Within a year she had left him.
As agent for InVirtu GMBH, Frantisek had established a large network of the most knowledgeable suppliers in Europa and the Caliphate. His shop, situated between a music store and a small restaurant, was full of exotic objets d'art dating from before the Die-Off. A seventeenth-century astrolabe. Roman glassware. A functioning late-twentieth-century Atari computer. Marlene Dietrich's hand mirror. A perfectly preserved tabla, with drumhead of genuine animal hide. The bicycle that had won the 2012 Tour de France. And Frantisek's specialty: antique clothing of materials ancient and rare. Despite lanolin-resistant bacteria and the bio-engineered cotton smut, Frantisek could sell you a pre-collapse jacket in 100% genuine wool and put a 1950s sateen handkerchief in its breast pocket.
On the shelf behind the counter stood a photograph of Frantisek and Veronika from nine years before. Frantisek had had the photo done in the style of a century ago, in black and white. It was from early in their marriage, when they still thought they might have a child. The two of them were about to cross Zitna Street, on their way to the Museum Dvorák, leaning into each other, her face in profile smiling at him. A strong wind blew her hair back like a flag. He wore a polo coat; she had on the beautifully tailored redingote he had bought for her the day after they had first slept together.
Now Veronika was gone.
She had not been able, she claimed, to handle the stress. She did not care about antiques, and never valued the things that he considered valuable. Frantisek had known that from the beginning of their relationship, but he had told himself that his love for her would overwhelm such matters of temperament. Instead, as his savings dwindled and their customers remained few, Veronika came increasingly to blame him for every thing that dissatisfied her.
As Frantisek dusted the row of vases at the rear of the store, he heard the bell of the shop door chime. He turned to find an attractive black woman entering.
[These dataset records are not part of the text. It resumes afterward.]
PR #3325, opened 2023-06-06
Make tests work in non-isolated environments

imphil:
The dev_test_sim nox target installed cocotb non-editable (for coverage collection), while dev_test_nosim installed it editable. Always use a non-editable install to avoid installation issues.


imphil:
OK, with this change I now get consistent errors in private and public CI :-) Next up: figure out how not to get an error at all.

imphil:
Let's see if this passes private CI, but if so, I'd just go ahead with this stopgap and sort out the import error in a more quiet moment. These tests are not the most important one anyways.

ktbarrett (approved):

PR #3334, opened 2023-06-12
Fix importing DLLs on wine

sean-anderson-seco:
I encountered the following error in wine:

```
0034:err:module:import_dll Library cocotbutils.dll (which is needed by L"C:\\Program Files\\Python311\\Lib\\site-packages\\cocotb\\simulator.cp311-win_amd64.pyd") not found 0034:err:module:import_dll Library gpilog.dll (which is needed by L"C:\\Program Files\\Python311\\Lib\\site-packages\\cocotb\\simulator.cp311-win_amd64.pyd") not found 0034:err:module:import_dll Library gpi.dll (which is needed by L"C:\\Program Files\\Python311\\Lib\\site-packages\\cocotb\\simulator.cp311-win_amd64.pyd") not found 0034:err:module:import_dll Library pygpilog.dll (which is needed by L"C:\\Program Files\\Python311\\Lib\\site-packages\\cocotb\\simulator.cp311-win_amd64.pyd") not found Traceback (most recent call last):
  File "<frozen runpy>", line 198, in _run_module_as_main
  File "<frozen runpy>", line 88, in _run_code
  File "C:\Program Files\Python311\Scripts\cocotb-config.exe\__main__.py", line 4, in <module>
  File "C:\Program Files\Python311\Lib\site-packages\cocotb\__init__.py", line 43, in <module>
    import cocotb.handle
  File "C:\Program Files\Python311\Lib\site-packages\cocotb\handle.py", line 39, in <module>
    from cocotb import simulator
ImportError: DLL load failed while importing simulator: Module not found.
```

The fix is simple, but I'm surprised no one else has seen it.

### DIFF
--- a/cocotb/__init__.py
+++ b/cocotb/__init__.py
@@ -40,6 +40,10 @@ import warnings
 from collections.abc import Coroutine
 from typing import Dict, List, Optional, Union
 
+if os.name == "nt":
+    _libs_dir = os.path.join(os.path.dirname(__file__), "libs")
+    os.add_dll_directory(_libs_dir)
+
 import cocotb.handle
 from cocotb._deprecation import deprecated
 from cocotb.log import default_config


ktbarrett:
I'm surprised you are using wine. Most EDA tools and cocotb work better under Linux natively. Also, we have used that approach in the past, but moved away from it for reasons I don't remember off the top of my head. @themperek do you remember?

sean-anderson-seco:
I'm experimenting with Active-HDL, which is windows-only. Obviously I would prefer a native simulator, but I wanted to try it out before writing it off entirely.

---

Oddly, it seems like registered callbacks never get run. Still looking into this...

```
run -all
     -.--ns INFO     gpi                                ..\gpi\GpiCommon.cpp:101  in gpi_print_registered_impl       VHPI registered
KERNEL: Simulation has finished. There are no more test vectors to simulate.
endsim
```

imphil:
See
* https://github.com/cocotb/cocotb/commit/950f8f4aec7b3fcc18576cd14c7ce7f11acc1db3, which has a similar approach to this PR, and 
* https://github.com/cocotb/cocotb/commit/9d98a4b44f7bc5aa953fc074dbbf7918fc59a480, which then changes to something different

That being said, I wouldn't even try to get started using Wine. Either stay on Windows (e.g. in a VM if you'd like to use Active-HDL), or move to Linux. Wine gives you the worst of both worlds and you're unlikely to have fun using cocotb this way.

ktbarrett:
So the issue here is that the new solution using side-by-side assemblies is not supported by wine? Personally, I'm not a fan of the new solution: it's Microsoft black magic that requires a lot of code on our part to work correctly. I don't think I understand what was exactly wrong with the old approach (#1829) that caused us to want to change to the new approach. Without additional information, what it seems like is the MinGW Python being busted; a platform we plan on dropping support for in the next version.

imphil:
Thanks for your PR, @sean-anderson-seco! I don't think we should take this change: it provides, it seems, a workaround for something that Wine does different than native Windows. Windows support has always been painful, but we at least have zoomed in on a solution for now that has not created a ton of new user issues, aka it seems to work for the supported Windows use cases. I feel it's too risky to deviate from that status quo for the sake of supporting a rather obscure use case.

Please reopen if you feel strongly otherwise and let's discuss!

PR #3342, opened 2023-06-15
Fixed bug with Questa test_args parameters converting

vborchsh:
There is a simple bug: in case of spaces in the test_args (e.g. -L xpm) they would be converted into something like `-L\ xpm` and so on. Which is unacceptable from vsim.

There is a working example in the past cocotb_test: https://github.com/themperek/cocotb-test/blob/32b19b0813ae40cefc2b6d5bf1a1a715682fb18c/cocotb_test/simulator.py#LL615C43-L615C43

### DIFF
--- a/cocotb/runner.py
+++ b/cocotb/runner.py
@@ -608,7 +608,7 @@ class Questa(Simulator):
             + ["-gui" if self.gui else "-c"]
             + ["-onfinish", "stop" if self.gui else "exit"]
             + lib_opts
-            + [as_tcl_value(v) for v in self.test_args]
+            + self.test_args
             + [as_tcl_value(v) for v in self._get_parameter_options(self.parameters)]
             + [as_tcl_value(f"{self.hdl_toplevel_library}.{self.sim_hdl_toplevel}")]
             + [as_tcl_value(v) for v in self.plusargs]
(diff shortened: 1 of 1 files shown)


themperek:
So the intention would be `test_args` to be a list `["-L", "xpm"]`.

I agree it is a bit inconvenient and we 
- call it `split()`
- do as the PR proposes?

Any opinion?

vborchsh:
> So the intention would be test_args to be a list ["-L", "xpm"].

Btw, looks acceptable from my point. Didn't think this way. But I'd like test it first :)

themperek:
@vborchsh In case this is ok would be great to add few word into documentation about this.

vborchsh:
Ok, let's leave it as is.

ktbarrett:
@themperek Are we good?

cocotb/runner.py
```diff
@@ -226,7 +226,8 @@ def test(
                 If not set, run all testcases found in *test_module*.
                 Can be a comma-separated list.
             seed: A specific random seed to use.
-            test_args: Extra arguments for the simulator.
+            test_args: Extra arguments for the simulator. Mustn't include space symbols.
+                In case of space split command into list.
```
themperek, line 230:
```suggestion
            test_args: A list of extra arguments for the simulator.
```
Like this?

themperek (approved):

imphil:
Argh, didn't look at the commit structure and didn't do a squash :(

@vborchsh Please try to fold changes into a clean commit structure, i.e. a single commit with a proper commit message. You can use (on your local machine) git's interactive rebase for this. (No harm done this time, though, apart from a less nice git history.)

PR #3345, opened 2023-06-16
Add .readthedocs.yaml which becomes a required file by RTD

cmarqu:
See https://blog.readthedocs.com/migrate-configuration-v2/


cmarqu:
Oops, I didn't remember we already have a file `.readthedocs.yml`.

PR #3351, opened 2023-06-23
`clean` argument for runner

vborchsh:
The argument might be used for 100% pure rebuild the testbench and delete any previous results such as build artifacts, simulator libraries and so on.

Actually, simple copy-paste of [cocotb-test](https://github.com/themperek/cocotb-test/blob/32b19b0813ae40cefc2b6d5bf1a1a715682fb18c/cocotb_test/simulator.py#L1219) with minor editing, because cocotb runner knows exact path to the building directory thanks to build_dir argument.

Not sure about tests, it could be something like:

1. create `build_dir` before `runner.build()` call
2. put some file into folder
3. run `runner.build()`
4. assert file in the folder. Must be `false` for `clean` build, `true` for `non-clean` build.

Looks a bit poor, but still... Feedback is welcome :)

### DIFF
--- a/cocotb/runner.py
+++ b/cocotb/runner.py
@@ -151,6 +151,7 @@ class Simulator(abc.ABC):
         hdl_toplevel: Optional[str] = None,
         always: bool = False,
         build_dir: PathLike = "sim_build",
+        clean: bool = False,
         verbose: bool = False,
     ) -> None:
         """Build the HDL sources.
@@ -166,10 +167,14 @@ class Simulator(abc.ABC):
             hdl_toplevel: The name of the HDL toplevel module.
             always: Always run the build step.
             build_dir: Directory to run the build step in.
+            clean: Delete build_dir before building
             verbose: Enable verbose messages.
         """
 
+        self.clean: bool = clean
         self.build_dir = get_abs_path(build_dir)
+        if self.clean:
+            self.rm_build_folder(self.build_dir)
         os.makedirs(self.build_dir, exist_ok=True)
 
         # note: to avoid mutating argument defaults, we ensure that no value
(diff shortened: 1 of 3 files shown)


themperek:
I am OK with this. Maybe should also take the `COCOTB_CLEAN` environmental variable if set? 

Could we just "clean" when `always` is set?

Maybe add `runner.clean()` instead?

The question would be should we have a command like `cocotb-clean` command? Since `build_dir` can be set it will only work on the default.

vborchsh:
> I am OK with this. Maybe should also take the COCOTB_CLEAN environmental variable if set?

If I get it right, you're going to leave Makefiles flow for back compatibility only. So, this case I'd leave it as is.

> Could we just "clean" when always is set?
> Maybe add runner.clean() instead?

This is the idea I thought about. But I think, `clean` + `always` is more flexible. You can keep any libs and artifacts in the folder in case `always`. And purge _everything_ in case `clean`.

> The question would be should we have a command like cocotb-clean command? Since build_dir can be set it will only work on the default.

I used to use the command with `cocotb-test` before. And we can do the same, plus couple keys: `--recursive`, `--buildir`. In the other PR, I guess.

ktbarrett:
I think this is fine as is. Just needs a newsfragement. See instructions [here](https://github.com/cocotb/cocotb/tree/master/documentation/source/newsfragments).

vborchsh:
Are there any ideas about failed MacOS icarus test? There is a timeout in the tests but I didn't touch them... And `test_runner` is passed:

```
tests/pytest/test_runner.py::test_runner[False-parameters0] PASSED       [ 66%]
tests/pytest/test_runner.py::test_runner[False-parameters1] PASSED       [ 75%]
tests/pytest/test_runner.py::test_runner[True-parameters0] PASSED        [ 83%]
tests/pytest/test_runner.py::test_runner[True-parameters1] PASSED        [ 91%]
```

vborchsh:
Everything is merged into single commit. Thanks @imphil for advice.

ktbarrett (approved):

PR #3352, opened 2023-06-27
Use vendored fork of domaintools

### LINKED ISSUE #3314: Find a solution for sphinx domaintools bugs
Sphinx domaintools (https://github.com/sphinx-contrib/domaintools) seems to be unmaintained and has at least two issues that we stumble across regularly:

* https://github.com/sphinx-contrib/domaintools/pull/13 (patch by @eric-wieser)
* https://github.com/sphinx-contrib/domaintools/pull/7

Since these issues are rather fundamental, I'm wondering if we're close to the only user of sphinx-domaintools? What would be our alternatives?

ktbarrett:
Closes #3314. Vendors in the [sphinxcontrib-domaintools](https://github.com/sphinx-contrib/domaintools) repo with the patches mentioned in https://github.com/cocotb/cocotb/issues/3314#issue-1719488035 applied. Unfortunately I had to add the dependency to the noxfile instead of the requirements file since relative paths in requirements.txt aren't handled very well (https://github.com/pypa/pip/issues/8765).

### DIFF
--- a/noxfile.py
+++ b/noxfile.py
@@ -513,11 +513,18 @@ def release_test_nosim(session: nox.Session) -> None:
     session.log("All tests passed!")
 
 
+def create_env_for_docs_build(session: nox.Session) -> None:
+    session.run(
+        "pip", "install", "documentation/_vendor/domaintools"
+    )  # not done in requirements.txt due to the way relative paths are handled in that file (gh-pypa/pip#8765)
+    session.run("pip", "install", "-r", "documentation/requirements.txt")
+    session.run("pip", "install", "-e", ".")
+
+
 @nox.session
 def docs(session: nox.Session) -> None:
     """invoke sphinx-build to build the HTML docs"""
-    session.run("pip", "install", "-r", "documentation/requirements.txt")
-    session.run("pip", "install", "-e", ".")
+    create_env_for_docs_build(session)
     outdir = session.cache_dir / "docs_out"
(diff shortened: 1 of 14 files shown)


noxfile.py
```diff
@@ -516,6 +516,7 @@ def release_test_nosim(session: nox.Session) -> None:
 @nox.session
 def docs(session: nox.Session) -> None:
     """invoke sphinx-build to build the HTML docs"""
+    session.run("pip", "install", "documentation/_vendor/domaintools")
```
imphil, line 519: Add a comment why this isn't part of documentation/requirements.txt below.

imphil (approved):
LGTM with comments:

* It would be nicer if you'd import an unmodified master version of domaintools in one commit and mention which SHA hash it is, and then add a second commit to patch this version to meet our needs. That makes future updates much easier.
* Add a README file somehwere in the _vendor tree to indicate what we're vendoring (including the upstream version), and what changes we made.
* I would consider stripping out all non-relevant files (leave the license, but the toxfile etc. isn't relevant). But there are good reasons to do things either way.

I tested this PR locally and it solves #3314 for me. Thanks!

imphil:
Thanks a lot for going the extra mile here, @ktbarrett, and restructuring the commits. I'm sure we'll appreciate that if we update domaintools again in the future.

PR #3355, opened 2023-06-29
cocotb-clean CLI command

vborchsh:
As mentioned [here](https://github.com/cocotb/cocotb/pull/3351#issuecomment-1604511354), I've added `cocotb-clean` CLI command. `cocotb-clean` makes possible removing build folder even recursively. There is also simple test with `subprocess` lib.

Partially taken from @themperek [cocotb-test](https://github.com/themperek/cocotb-test). So, is it enough to have default cocotb license header here?

~~PS. I'll proceed after #3351. Now, I'm just wanna run CI to check possible issues.~~

### DIFF
--- a/cocotb/clean.py
+++ b/cocotb/clean.py
@@ -1,0 +1,55 @@
+#!/usr/bin/env python
+
+# Copyright cocotb contributors
+# Licensed under the Revised BSD License, see LICENSE for details.
+# SPDX-License-Identifier: BSD-3-Clause
+
+"""Clean cocotb build directories with CLI"""
+
+import argparse
+import os
+import shutil
+from pathlib import Path
+
+
+def get_parser():
+    parser = argparse.ArgumentParser(formatter_class=argparse.RawTextHelpFormatter)
+    parser.add_argument(
+        "-r",
+        "--recursive",
+        default=False,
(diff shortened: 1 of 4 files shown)


ktbarrett:
I'm not sure we need it to be its own command. Anything like this should be a subcommand of cocotb-runner.

vborchsh:
In general, is it good idea to have this functionality in `cocotb`? I found its useful.

If yes, I bring couple ideas. Main point here is CLI command to delete folders and clean workspace:

1. Move this to `cocotb-config` command. Something like `cocotb-config --clean --recursive`;
2. There is no `cocotb-runner` command, so we can do something like `cocotb-runner + <some keys>` command. With possible extension of functionality.

What do you think?

themperek:
@vborchsh Look at this at https://github.com/cocotb/cocotb/pull/2897/files The plan would be to have this in at some point. So this could ba part of it.

vborchsh:
@themperek thanks, I see now. So, I'll have a look. And probably reopen the PR.

vborchsh:
@ktbarrett anyway, I’m gonna leave it as is :) because there is a PR already, as @themperek mentioned above

PR #3780, opened 2024-03-15
Fix pre-commit bump

ktbarrett:
More changes... this is starting to seem like more of a chore than it should be.


cmarqu:
Maybe https://pypi.org/project/pre-commit-update/#pre-commit-hook-usage-example works better?

ktbarrett:
We settled on switching to pre-commit.ci.

ktbarrett:
We no longer need the lint action as pre-commit.ci does the same thing. pre-commit.ci should also autoupdate the dependencies. I added the `autofix_prs: false` config so that the CI wouldn't push lint fix PRs up automatically. I feel that breaks "have good commits".

imphil (approved):
LGTM. Pre-commit CI seems to run on this PR, so only auto-update is still to be tested.

PR #3783, opened 2024-03-15
Small typing cleanup of Task and related

marlonjames:


src/cocotb/_outcomes.py
```diff
@@ -24,7 +24,7 @@ def send(self, gen):
         """Send or throw this outcome into a generator"""
 
     @abc.abstractmethod
-    def get(self, gen):
+    def get(self):
```
ktbarrett, line 27: Can you add typing to this?

ktbarrett (approved):
Well... I'm happy with that too.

"Dobry den," the woman said, nodding to him.
"Dobry den," he said.
The woman idly circled the shop. Frantisek tried not to follow her with his eyes, letting her have her time. She possessed the lithe slenderness of a dancer. Had he seen her at the ballet? She stopped to examine a purple ceramic elephant, the product of some child's primary school class a hundred years ago. Beside it a Peruvian bird totem, fired red clay, glazed black, inscribed with intricate lines.
"You have interesting merchandise," she said.
"Thank you."
She turned to face him. "But your shop is not busy." She smiled.
"People do not always recognize quality," Frantisek said.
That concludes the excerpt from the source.